I burnt out in my first job as a qualified clinical psychologist but I don’t think I recognised it as burnout until the second time this started happening to me. At the time, I knew I was exhausted all the time, was experiencing a few other physical symptoms and just wanted something to make me feel better and more energised. I used to have more time for exercise, intense yoga and eating well but with a long commute, compressed hours to try to make the parking situation more bearable, and full clinic days, I just didn’t have the time or energy to do the things that I knew could be helpful.
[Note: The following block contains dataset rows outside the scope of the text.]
Issue #1835, opened 2025-10-23
Reject blocks from the future


davidrusu:
Currently chain-service does not reject blocks from the future, which means that if a leader sees he's a winner 4 days from now, he can build the PoL for that slot and send it now and have it accepted by the network.

see block validation logic in the spec
https://www.notion.so/nomos-tech/Cryptarchia-v1-Protocol-Specification-21c261aa09df810cb85eff1c76e5798c?source=copy_link#21c261aa09df81ffaf4ff3168252a097
<img width="591" height="99" alt="Image" src="https://github.com/user-attachments/assets/65cbae40-db41-449b-918d-1bf48664ff36" />

PR #1839, opened 2025-10-24
feat(chain): conditionally enable blob validation by block slot

youngjoon-lee:

Closes https://github.com/logos-co/nomos/issues/1675

As we discussed, this PR implements enabling blob validation during bootstrapping.

Now we decide on whether to perform blob validation or not for each block, by comparing `block.slot` with `current_slot`.
If `(current_slot - block.slot) > blob_validation_window`, we skip blob validation because DA nodes may already prune the blobs.
This logic is applied to the `ChainService::process_block`, so that we can use this logic for all scenarios.

The `current_slot` is retrieved from the time service. 

The `blob_validation_window` is currently `0.5 * k/f`. You can find the rationale from https://github.com/logos-co/nomos/issues/1675.

Also, this PR introduces two strategies for blob validation. One is `Recent` (that we've already had), and the other is `Historic`. You can find details from their doc comments.

I believe so.

@youngjoon-lee @zeegomo 

Yes

No

## Checklist

> [!WARNING]  

* [x] 2. Description added.

### DIFF
--- a/consensus/cryptarchia-engine/src/time.rs
+++ b/consensus/cryptarchia-engine/src/time.rs
@@ -78,6 +78,11 @@ impl Slot {
             )
         }
     }
+
+    #[must_use]
+    pub const fn saturating_sub(self, rhs: Self) -> Self {
+        Self(self.0.saturating_sub(rhs.0))
+    }
 }
 
 impl From<u32> for Epoch {
--- a/nomos-services/chain/chain-service/src/blob.rs
+++ b/nomos-services/chain/chain-service/src/blob.rs
@@ -1,46 +1,111 @@
-use std::{collections::BTreeSet, fmt::Debug};
+use std::{collections::BTreeSet, fmt::Debug, marker::PhantomData, num::NonZero};
 
+use cryptarchia_engine::Slot;
 use nomos_core::{
     block::Block,
     da,
     mantle::{AuthenticatedMantleTx, Op},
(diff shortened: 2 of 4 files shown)


danielSanchezQ:
> I think using a tick stream here is not the correct approach since we are not acting on new slot events, we are acting on new blocks events. Can we instead query the time service for the current slot when we receive a block?
> 
> i.e. we can add a new `CurrentSlot` message to the time service:
> 
> ```rust
> pub enum TimeServiceMessage {
>     Subscribe {
>         sender: oneshot::Sender<EpochSlotTickStream>,
>     },
>     CurrentSlot { // add this message to time service
>         sender: oneshot::Sender<SlotTick>,
>     }
>  }
> ```
> 
> That returns the current slot, and then when we receive a new block, we can just request the current slot from the time service.
> 
> We will need a similar flow in the chain-service in order to reject blocks from the future (see #1835). We can centralize time keeping the nomos-time service so that we don't need to keep track of current slot at each caller.

This seems a good idea and easy to do. Then we map the block stream with this current slot call to get the info together.

youngjoon-lee:
@davidrusu @danielSanchezQ Yeah, thank you. I thought about the idea, but I didn't go with it because there are some things to be improved in the time service to support the API. But I agree that having the additional API is a better approach. I will implement it and re-request your review soon.

PR #1842, opened 2025-10-27
feat(time): add CurrentSlot message

youngjoon-lee:

This PR adds a new API `CurrentSlot` to the time service.

It will be useful for the chain service that needs to get the current slot whenever processing a block (to determine whether to validate blobs). I tried another approach for it in the PR #1839 but we discussed that it's better to have the `CurrentSlot` API in the time service. 

This PR is simple, but I left two comments below to help reviewers.

I believe so.

@youngjoon-lee  @danielSanchezQ

Yes

No

## Checklist

> [!WARNING]  

* [x] 2. Description added.

### DIFF
--- a/nomos-services/time/src/backends/ntp/mod.rs
+++ b/nomos-services/time/src/backends/ntp/mod.rs
@@ -60,7 +60,7 @@ impl TimeBackend for NtpTimeBackend {
         Self { settings, client }
     }
 
-    fn tick_stream(self) -> EpochSlotTickStream {
+    fn tick_stream(self) -> (SlotTick, EpochSlotTickStream) {
         let Self { settings, client } = self;
         let mut update_interval = interval(settings.update_interval);
         // if we miss a tick just try next one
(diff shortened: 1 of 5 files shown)


nomos-services/time/src/backends/ntp/mod.rs
```diff
@@ -60,7 +60,7 @@ impl TimeBackend for NtpTimeBackend {
         Self { settings, client }
     }
 
-    fn tick_stream(self) -> EpochSlotTickStream {
+    fn tick_stream(self) -> (SlotTick, EpochSlotTickStream) {
```
youngjoon-lee, line 63: At the beginning, I considered changing the `EpochSlotTickStream` to yield the first (current) slot tick immediately. But, I realized that it's more explicit to return the current tick and a stream of future ticks separately. Also, by doing so, we don't need to change any logic depending on the behavior of `EpochSlotTickStream`.

I wrote a doc comment for this function to the `TimeBackend` trait definition.

You may be curious why we need the current slot tick. You can find the reason in another PR comment I left in the `TimeService::run`: https://github.com/logos-co/nomos/pull/1842#discussion_r2464418753.

nomos-services/time/src/lib.rs
```diff
@@ -119,24 +123,10 @@ where
...
-                            let stream = Pin::new(Box::new(channel_stream));
-                            if let Err(_e) = sender.send(stream) {
-                                error!("Error subscribing to time event: Couldn't send back a response");
-                            }
-                        }
-                    }
+                    handle_service_message(service_message, &broadcast_receiver, &current_slot_tick);
                 }
                 Some(slot_tick) = tick_stream.next() => {
+                    current_slot_tick = slot_tick;
```
youngjoon-lee, line 129: I decided to maintain the `current_slot_tick` in this layer (not inside each backend). I tried the other way but realized that this way is much simpler/cleaner. For example, it's not simple to maintain the `current_slot_tick` in the NTP backend because it calibrates the current time and replace the stream of future ticks periodically.

PR #1846, opened 2025-10-27
feat(blend): notify core service of the end of session transition before shutdown

youngjoon-lee:

This PR handles a corner case in which the core service is shut down by the proxy service when the session transition period has passed, in the following transition cases.
- `EdgeAfterCore` -> `Edge`
- `BroadcastAfterCore` -> `Core`

In these cases, the core service is shut down before it detects a `SessionTransitionPeriodExpired` event. Then, the blending tokens collected so far for the fading-out session will be discarded.

To handle these cases, this PR introduces another message type `FinishSessionTransition` only for CoreService. When the proxy service handles those transition cases, it first notifies the core service with the `FinishSessionTransition` message and waits until it is completely processed. After that, it finally shuts down the core service.

We've discussed other approaches, such as introducing graceful shutdown to Overwatch, or so. But, we decided to have this approach, since this features is currently only for Blend.

I believe so.

Yes

No

## Checklist

> [!WARNING]  

* [x] 2. Description added.


nomos-services/blend/src/message.rs
```diff
@@ -39,3 +39,20 @@ impl<BroadcastSettings> From<EncapsulatedMessage> for ProcessedMessage<Broadcast
...
+
+impl<BroadcastSettings> MessageComponents for ServiceMessage<BroadcastSettings> {
+    type Payload = Vec<u8>;
+    type BroadcastSettings = BroadcastSettings;
+
+    fn into_components(self) -> (Self::Payload, Self::BroadcastSettings) {
+        let Self::Blend(network_message) = self;
+        (network_message.message, network_message.broadcast_settings)
+    }
+}
```
youngjoon-lee, line 58: Moved from `nomos-services/blend/src/core/service_components.rs`.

None of it seemed realistic and, whilst I put everything into my job to give my patients and team the best experience of me, I had nothing left at the end of the day and spent my weekends recovering. I was also starting to worry that my relationship with my partner wouldn’t survive this as I wasn’t exactly good company.
What is burnout?
Chances are, if you’ve read this far, you might be experiencing burnout or are close to it. If this doesn’t apply to you, including if you are exhausted because of a chronic health condition, your mental health or other significant challenges, you might want to skip to the section on the soothing section, as it applies to everyone.
Burnout is often characterised by:
- Chronic / persistent fatigue*, always being exhausted, having no energy (can be emotional and physical)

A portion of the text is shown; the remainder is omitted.